# Beschwerden von Nachbarn vorbeugen?



## RayasVati (28. Mai 2011)

Hallo ich wollt mal fragen ob ihr ne Idee habt wie ich auch mal mein sub aufdrehen kann ohne das sich die Ollen Leute unter mir beschweren.
Ich hab grad mal Zimmerlautstärke....
Ich hab auch schon mal gehört wie sich das bei den anhört....es dröhnt halt etwas...

Was kann ich da machen?


----------



## nfsgame (28. Mai 2011)

*AW: Beschwerden von Nachbarn vorbeugen?*

Den Subwoofer weniger aufdrehen.

Andere Möglichkeit wäre eine Raum-im-Raum-Konstruktion. Allerdings sehr teuer und es geht massig Wohnraum verloren. Ganz tiefe Frequenzen hält es allerdings aufgrund der Wellenlänge auch nicht ab.


----------



## doceddy (28. Mai 2011)

*AW: Beschwerden von Nachbarn vorbeugen?*

Falls du einen Subwoofer benutzt, der den Lautsprecher unten sitzen hat, kannst du auf einen umsteigen, der nach Vorne zeigt.


----------



## RayasVati (28. Mai 2011)

*AW: Beschwerden von Nachbarn vorbeugen?*

ich möchte mir keinen neuen kaufen und ja der lautsprecher zeigt nach unten..
Ich drehe das Subwoofer nicht auf..


----------



## doceddy (28. Mai 2011)

*AW: Beschwerden von Nachbarn vorbeugen?*

Das ist bei Downfire nun mal so, dass man schneller ein Dröhnen hört, als bei Frontfire. Vielleicht hilft es dir den Sub weiter weg von der Wand zu stellen. Oder du kannst ihn auf eine Platte aus Stein, Granit o.ä. stellen.


----------



## Gast12348 (28. Mai 2011)

*AW: Beschwerden von Nachbarn vorbeugen?*

Da gibt halt keine möglichkeit DER Subwoofer ist halt nen Downfire Subwoofer, der wird dir auch bei kleiner lautstärke auf die Bausubstanz feuern, Was vieleicht nen klitzeklitze klein wenig abhilfe bringen könnte, den Woofer entkoppeln und ihn auf ne Mamorplatte stellen. Aber das wird auch keine wunder bringen, da eben die Bauart deines Woofers so gedacht das er die Bausubstanz zum schwingen bringt und damit ein besseres empfinden vom Bass bringen soll. 

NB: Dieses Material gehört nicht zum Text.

PR #205, opened 2025-02-22
PlainYearMonth parsing and Calendar field resolution cleanup/fixes

nekevss:
This PR fixes some issues with handling `PlainYearMonth`'s calendar field resolution as well as aligning `PlainYearMonth::new_with_overflow` closer to the specification behavior.

This PR does introduce a new internal API `IsoDate::regulate`, which does the regulation work without any date/time limit validations (year month has its own `year_month_within_limits` validation).

Tested on Boa locally, this does increase `Temporal.PlainYearMonth.from` conformance to near 100%. The remaining tests are related to other known issues: minus sign parsing and MonthCode validation.


raskad (approved):
Looks good, good to add the edge case tests

PR #207, opened 2025-02-23
Add `UtcOffset` struct for `PartialZonedDateTime`

nekevss:
This PR introduces to `UtcOffset` parse for use with `PartialZonedDateTime`.

The goal ultimately is providing the tools / API for [PrepareCalendarFields](https://tc39.es/proposal-temporal/#sec-temporal-preparecalendarfields) to be implemented, specifically the ToOffsetString conversion, while also better representing the general invariant of `PartialZonedDateTime`'s offset.

### DIFF
--- a/src/builtins/core/timezone.rs
+++ b/src/builtins/core/timezone.rs
@@ -3,11 +3,13 @@
 use alloc::string::String;
 use alloc::{vec, vec::Vec};
 
+use ixdtf::parsers::records::{TimeZoneRecord, UtcOffsetRecord};
 use num_traits::ToPrimitive;
 
 use crate::builtins::core::duration::DateDuration;
 use crate::parsers::{
-    parse_allowed_timezone_formats, parse_identifier, FormattableOffset, FormattableTime, Precision,
+    parse_allowed_timezone_formats, parse_identifier, parse_offset, FormattableOffset,
+    FormattableTime, Precision,
 };
 use crate::provider::{TimeZoneOffset, TimeZoneProvider};
 use crate::{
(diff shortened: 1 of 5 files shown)


src/builtins/core/timezone.rs
```diff
@@ -21,20 +23,85 @@ use crate::{Calendar, Sign};
...
 
+/// A UTC time zone offset stored in minutes
+#[derive(Debug, Clone, Copy, PartialEq, Eq)]
+pub struct UtcOffset(pub(crate) i16);
+
+impl UtcOffset {
+    pub(crate) fn from_ixdtf_record(record: UtcOffsetRecord) -> Self {
+        // NOTE: ixdtf parser restricts minute/second to 0..=60
+        debug_assert!(record.hour <= 60);
+        debug_assert!(record.minute <= 60);
```
jedel1043, line 34: nit: maybe this should be asserted when creating the `UtcOffsetRecord` instead?

nekevss: This is asserted during the parsing that the values are within a valid range.

The general thought was to use `debug_assert` more throughout the code base in order to assert the invariants of function parameters and hopefully make some debugging easier. But I'm fine with the statements being removed too.

jedel1043: > This is asserted during the parsing that the values are within a valid range.
Then it should be documented as an invariant of `UtcOffsetRecord`. The same way we don't check that a `NonZeroUsize` is zero, we shouldn't check invariants of other types.

jedel1043: I just realized `UtcOffsetRecord` exposes its fields as public, so they could be modified before passing it to this constructor. Should we wrap `UtcOffsetRecord` into an internal type that ensures `minute/second <= 60`? We could also upstream the change, but we shouldn't need to block this until a new version of ixdtf is released.

nekevss: Yeah, the records on `ixdtf` are mostly left `pub`, and `non_exhaustive`.

I'm not entirely convinced that we need to assert this in a new internal type as this constructor is `pub(crate)` the `debug_assert` was mostly to aid in debugging and ensure that the method isn't called incorrectly internally.

jedel1043: Hmmm the problem about adding back the assertions is that we would need to add them on every possible place where `UtcOffsetRecord` is passed as a parameter. Right now is just one usage, but it could be possible that we'll add more usages in the future, and having the assertions contained on a single place would be better from a maintenance perspective.

nekevss: I don't have a strong preference for adding back the `debug_assert`s at current on this PR.

It may be worthwhile adding wrappers in the future that handle the assertions. There's been a need for a more formal parser implementation then currently exists that wraps `ixdtf`'s parser. But that's a bit out of the scope of this PR, imo.

jedel1043: Oh okay, if there's plans for wrapping the parser to formalize things, then we can move invariants there eventually.

jedel1043 (approved):
Looks good!

PR #208, opened 2025-02-23
Integrate `MonthCode` into public API and related adjustments

nekevss:
This change integrate `MonthCode` into the public API of the partial fields and `month_code` methods in order to better represent [PrepareCalendarFields](https://tc39.es/proposal-temporal/#sec-temporal-preparecalendarfields) conversion.

This does also add a host of public APIs to `MonthCode` for interacting with it and adjusts the general validation methods (although, I do suspect this will need to be iterated on in the future to better support more calendars).

CC: @Manishearth as this includes updates to `temporal_capi`


Manishearth (approved):

jedel1043 (approved):
Looks good! I think it's a plus that we're not exposing `TinyStr` directly, so that's good.

PR #209, opened 2025-02-23
Implement the remaining non-ISO calendar method calls

nekevss:
Some of the method calls into `icu_calendar` were not fully implemented / active. This implements the methods that currently can be implemented and marks the methods that either need to be implemented or need more research completed with a TODO.


jedel1043 (approved):
LGTM

PR #212, opened 2025-02-24
Test all combinations of features

jedel1043:
Found a couple of bugs related to feature-gating, so I think testing with all combinations of the features is worth doing.


nekevss (approved):
Oh nice! Good catch!

PR #215, opened 2025-02-25
Cleanup utils module

jedel1043:
This PR introduces an `Epoch` struct on the utils module, which unifies all our APIs into a single utility type.

Marking as draft for now since I'd like to test against Boa first, but it's reviewable.


src/utils.rs
```diff
@@ -1,168 +1,217 @@
...
 
 use crate::MS_PER_DAY;
+pub(crate) const MS_PER_HOUR: i64 = 3_600_000;
+pub(crate) const MS_PER_MINUTE: i64 = 60_000;
 
 mod neri_schneider;
 
-pub(crate) use neri_schneider::epoch_days_from_gregorian_date;
+#[derive(Clone, Copy, PartialEq, Eq, PartialOrd, Ord)]
+pub(crate) struct Epoch {
```
nekevss, line 16: thought: Potentially rename to `EpochMilliseconds` and upgrade to `pub`.

We have an `EpochNanoseconds` type that's already public, and I was already debating whether to have a public `EpochMillisecond` for `Instant::from_milliseconds` and use `EpochNanoseconds` in `Instant::from_nanoseconds`. This could then result in pulling a majority of the `EpochMilliseconds` type out of `utils` into something like `epoch_primitives`, `epoch`, or something. I'm not really sure about the module name. I'm not in love with where `EpochNanoseconds` is exported from currently either, which I think is `temporal_rs::time`. Heck, `temporal_rs::epoch` probably makes even more sense than `time`.

Doing this then leaves whatever is left in `utils` as pure utility functions.

src/utils.rs
```diff
@@ -1,168 +1,217 @@
-//! Utility date and time equations for Temporal
+#![allow(
+    unused,
+    reason = "prefer to have unused methods instead of having to gate everything behind features"
```
nekevss, line 3: Yeah, probably a better approach.

nekevss (commented):
Really like the work to clean this up. I had a thought when I saw the new `Epoch` struct. Let me know what you think.

src/builtins/core/year_month.rs
```diff
@@ -103,11 +102,19 @@ impl PlainYearMonth {
...
     }
 
-    /// Returns the padded ISO year string
+    /// 3.5.11 PadISOYear ( y )
+    ///
+    /// Returns a String representation of y suitable for inclusion in an ISO 8601 string.
     #[inline]
     #[must_use]
     pub fn padded_iso_year_string(&self) -> String {
-        pad_iso_year(self.iso.year)
```
nekevss, line 110: I think this can actually be removed. We're not using this in `Boa` and `to_ixdtf_string` supersedes it. For some reason, I didn't notice this was still part of the public API.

Die einzig wirklich gescheite abhilfe wär, nen anderer Subwoofer, ein sog. Frontfire.


----------



## Dr Bakterius (28. Mai 2011)

*AW: Beschwerden von Nachbarn vorbeugen?*

Ich würde zuerstmal versuchen den vom Boden zu entkoppeln mit Tennisbällen oder Spikes, vieleicht auch in Verbindung mit dem umdrehen des Subs. Ich würde aber generell auf Boom Boom verzichten, der Bass sollte schon zum Rest passen.


----------



## RayasVati (28. Mai 2011)

*AW: Beschwerden von Nachbarn vorbeugen?*

ich probiere es mal mit einer marmorplatte..danke für die tips!


----------



## RayasVati (28. Mai 2011)

*AW: Beschwerden von Nachbarn vorbeugen?*



Dr Bakterius schrieb:


> Ich würde zuerstmal versuchen den vom Boden zu entkoppeln mit Tennisbällen oder Spikes, vieleicht auch in Verbindung mit dem umdrehen des Subs. Ich würde aber generell auf Boom Boom verzichten, der Bass sollte schon zum Rest passen.



Ich drehe den Bass nicht hoch! Das Verhältniss ist schon ok! MIt Spikes wäre aber vllt auch eine gute Idee.



dfence schrieb:


> DER Subwoofer


 

DAS Subwoofer


----------



## Nosferatu05 (28. Mai 2011)

*AW: Beschwerden von Nachbarn vorbeugen?*



MongoAusnKongo schrieb:


> DAS Subwoofer


 
Warum korrigierst du falsch?


----------



## RayasVati (28. Mai 2011)

google hat es so ausgespuckt! is aber auch egal...darum gehts ja nicht


----------



## mmayr (28. Mai 2011)

Ich hab zwar keinen Subwoofer über den sich die Nachbarn beschweren, aber mein Nachbar direkt unter mit, der größte Lärmerzeuger überhaupt, maßt sich an, sich aufzuregen, wenn mein 1,5 Jahre alter Sohn in der Nacht mal weint!
Dem würd ich gern mal deinen Woofer unter die Nase klemmen!


----------



## Dr Bakterius (28. Mai 2011)

*AW: Beschwerden von Nachbarn vorbeugen?*



MongoAusnKongo schrieb:


> DAS Subwoofer


 
Das heißt doch *die *Subwoofer 


			Dieser Inhalt steht nur eingeloggten Mitgliedern zur Verfügung.
        

. OK ich mehr als einen


----------



## RayasVati (28. Mai 2011)

mmayr schrieb:


> Ich hab zwar keinen Subwoofer über den sich die Nachbarn beschweren, aber mein Nachbar direkt unter mit, der größte Lärmerzeuger überhaupt, maßt sich an, sich aufzuregen, wenn mein 1,5 Jahre alter Sohn in der Nacht mal weint!
> Dem würd ich gern mal deinen Woofer unter die Nase klemmen!


 
von den unter mir hört man ja nichts
ist ja auch nur selten mal...wenn ich mal n film guck oder musik hör


----------